PR #172, opened 2025-12-16
fix: Expose `id` in ui/server methods to support Shiny for R modules and multiple instances

### LINKED ISSUE #169: Unable to run QueryChat inside shinyModule
QueryChat doesn't appear to work properly when using it inside a module. The chat spinner just spins indefinitely. 

In the examples I've found so far, the qc object is initialized at the global level. However, it works as expected when initialized in the server w/o shiny modules. My motivation for doing it this way is to be able to pass data.tables/data.frames that are created within an app. I also noticed that when using renderUI, the greeting message does not appear and am wondering if it's related to this issue. Ultimately, I think it's a name spacing issue with `mod_ui/server` but I can't track it down.

Really appreciate any help!

Reprex below
```
library(shiny)
library(bslib)
library(querychat)
library(ellmer)

options(duckdb.debug = T)

# Module UI
test_module_ui <- function(id) {
  ns <- NS(id)
  page_fluid(
    card(
      DT::DTOutput(ns("dt"))
    ),
    card(
      uiOutput(ns("querychat_sidebar"))
    )
  )
}

# Module Server
test_module_server <- function(id) {
  moduleServer(id, function(input, output, session) {
    ns <- session$ns

    message("Module ID: ", id)
    message("Session namespace: ", session$ns(NULL))

    # Create QueryChat instance
    qc <- QueryChat$new(
      mtcars,
      id = id,
      client = ellmer::chat_aws_bedrock(model = "us.anthropic.claude-sonnet-4-5-20250929-v1:0"),
      greeting = "Ask me about mtcars!"
    )

    message("QueryChat created with ID: ", qc$id)

    # Initialize the QueryChat server
    qc_vals <- qc$server()

    # Render the QueryChat UI
    output$querychat_sidebar <- renderUI({
      qc$ui()
    })

    # Render the data table
    output$dt <- DT::renderDT({
      DT::datatable(qc_vals$df())
    })
  })
}

# Main App UI
ui <- fluidPage(
  titlePanel("QueryChat Module Test"),
  test_module_ui("test_module")
)

# Main App Server
  test_module_server("test_module")
}

shinyApp(ui, server)
```

Chat hangs
Image

cpsievert:
Closes #169

This PR introduces proper support for using QueryChat within Shiny (for R) modules by allowing explicit `id` parameter overrides in `$ui()`, `$sidebar()`, and `$server()` methods.

### Key Changes

**1. Added `id` parameter to `$ui()`, `$sidebar()`, and `$server()` methods:**
   - Users can now explicitly pass an `id` when calling these methods
   - When not provided, falls back to the ID specified at initialization
   - In Shiny modules, users pass namespaced IDs using standard Shiny module patterns: `id = ns("your_id")`

**2. Follows idiomatic Shiny module patterns:**
   - Uses the standard Shiny approach where module IDs are wrapped in `ns()` in the UI function
   - The corresponding server function receives the unwrapped ID
   - This is the established pattern that Shiny developers are familiar with

**3. Enables multiple instances from the same QueryChat object:**
   - By allowing explicit `id` override, users can create multiple chat interfaces from a single QueryChat instance
   - Useful for both module and non-module scenarios where multiple chats are needed

### Implementation Details

- Modified `$ui()` and `$sidebar()` to accept an optional `id` parameter instead of `ns` function
- Modified `$server()` to accept an optional `id` parameter
- When `id` is not provided, falls back to `self$id` with automatic namespace detection (via `namespaced_id()`) for UI methods
- Updated documentation to clarify the new module usage pattern
- Removed the error check that prevented setting `id` directly

## Usage

**In a Shiny module UI function:**

```r
module_ui <- function(id, qc) {
  ns <- NS(id)
  card(qc$ui(id = ns("qc-ui")))  # Standard Shiny module pattern
}
```

**In a Shiny module server function:**

```r
module_server <- function(id, qc) {
  moduleServer(id, function(input, output, session) {
    qc$server(id = "qc-ui")  # Matches the unwrapped ID from UI
  })
}
```

**In a regular Shiny app (no module):**

```r
ui <- page_fluid(
  qc$ui()  # Uses default ID from initialization
)

  qc$server()  # Uses default ID from initialization
}
```

### DIFF
--- a/pkg-py/CHANGELOG.md
+++ b/pkg-py/CHANGELOG.md
@@ -9,7 +9,7 @@ and this project adheres to [Semantic Versioning](https://semver.org/spec/v2.0.0
 
 ### New features
 
-* `QueryChat.sidebar()`, `QueryChat.ui()`, and `QueryChat.server()` now support an optional `id` parameter to enable use within Shiny modules or to create multiple chat instances from a single `QueryChat` object. (#172)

> _WORK INSTRUCTIONS_:
Reproduce all of the material verbatim.

> _SOLUTION_:
PR #172, opened 2025-12-16
fix: Expose `id` in ui/server methods to support Shiny for R modules and multiple instances

### LINKED ISSUE #169: Unable to run QueryChat inside shinyModule
QueryChat doesn't appear to work properly when using it inside a module. The chat spinner just spins indefinitely. 

In the examples I've found so far, the qc object is initialized at the global level. However, it works as expected when initialized in the server w/o shiny modules. My motivation for doing it this way is to be able to pass data.tables/data.frames that are created within an app. I also noticed that when using renderUI, the greeting message does not appear and am wondering if it's related to this issue. Ultimately, I think it's a name spacing issue with `mod_ui/server` but I can't track it down.

Really appreciate any help!

Reprex below
```
library(shiny)
library(bslib)
library(querychat)
library(ellmer)

options(duckdb.debug = T)

# Module UI
test_module_ui <- function(id) {
  ns <- NS(id)
  page_fluid(
    card(
      DT::DTOutput(ns("dt"))
    ),
    card(
      uiOutput(ns("querychat_sidebar"))
    )
  )
}

# Module Server
test_module_server <- function(id) {
  moduleServer(id, function(input, output, session) {
    ns <- session$ns

    message("Module ID: ", id)
    message("Session namespace: ", session$ns(NULL))

    # Create QueryChat instance
    qc <- QueryChat$new(
      mtcars,
      id = id,
      client = ellmer::chat_aws_bedrock(model = "us.anthropic.claude-sonnet-4-5-20250929-v1:0"),
      greeting = "Ask me about mtcars!"
    )

    message("QueryChat created with ID: ", qc$id)

    # Initialize the QueryChat server
    qc_vals <- qc$server()

    # Render the QueryChat UI
    output$querychat_sidebar <- renderUI({
      qc$ui()
    })

    # Render the data table
    output$dt <- DT::renderDT({
      DT::datatable(qc_vals$df())
    })
  })
}

# Main App UI
ui <- fluidPage(
  titlePanel("QueryChat Module Test"),
  test_module_ui("test_module")
)

# Main App Server
  test_module_server("test_module")
}

shinyApp(ui, server)
```

Chat hangs
Image

cpsievert:
Closes #169

This PR introduces proper support for using QueryChat within Shiny (for R) modules by allowing explicit `id` parameter overrides in `$ui()`, `$sidebar()`, and `$server()` methods.

### Key Changes

**1. Added `id` parameter to `$ui()`, `$sidebar()`, and `$server()` methods:**
   - Users can now explicitly pass an `id` when calling these methods
   - When not provided, falls back to the ID specified at initialization
   - In Shiny modules, users pass namespaced IDs using standard Shiny module patterns: `id = ns("your_id")`

**2. Follows idiomatic Shiny module patterns:**
   - Uses the standard Shiny approach where module IDs are wrapped in `ns()` in the UI function
   - The corresponding server function receives the unwrapped ID
   - This is the established pattern that Shiny developers are familiar with

**3. Enables multiple instances from the same QueryChat object:**
   - By allowing explicit `id` override, users can create multiple chat interfaces from a single QueryChat instance
   - Useful for both module and non-module scenarios where multiple chats are needed

### Implementation Details

- Modified `$ui()` and `$sidebar()` to accept an optional `id` parameter instead of `ns` function
- Modified `$server()` to accept an optional `id` parameter
- When `id` is not provided, falls back to `self$id` with automatic namespace detection (via `namespaced_id()`) for UI methods
- Updated documentation to clarify the new module usage pattern
- Removed the error check that prevented setting `id` directly

## Usage

**In a Shiny module UI function:**

```r
module_ui <- function(id, qc) {
  ns <- NS(id)
  card(qc$ui(id = ns("qc-ui")))  # Standard Shiny module pattern
}
```

**In a Shiny module server function:**

```r
module_server <- function(id, qc) {
  moduleServer(id, function(input, output, session) {
    qc$server(id = "qc-ui")  # Matches the unwrapped ID from UI
  })
}
```

**In a regular Shiny app (no module):**

```r
ui <- page_fluid(
  qc$ui()  # Uses default ID from initialization
)

  qc$server()  # Uses default ID from initialization
}
```

### DIFF
--- a/pkg-py/CHANGELOG.md
+++ b/pkg-py/CHANGELOG.md
@@ -9,7 +9,7 @@ and this project adheres to [Semantic Versioning](https://semver.org/spec/v2.0.0
 
 ### New features
 
-* `QueryChat.sidebar()`, `QueryChat.ui()`, and `QueryChat.server()` now support an optional `id` parameter to enable use within Shiny modules or to create multiple chat instances from a single `QueryChat` object. (#172)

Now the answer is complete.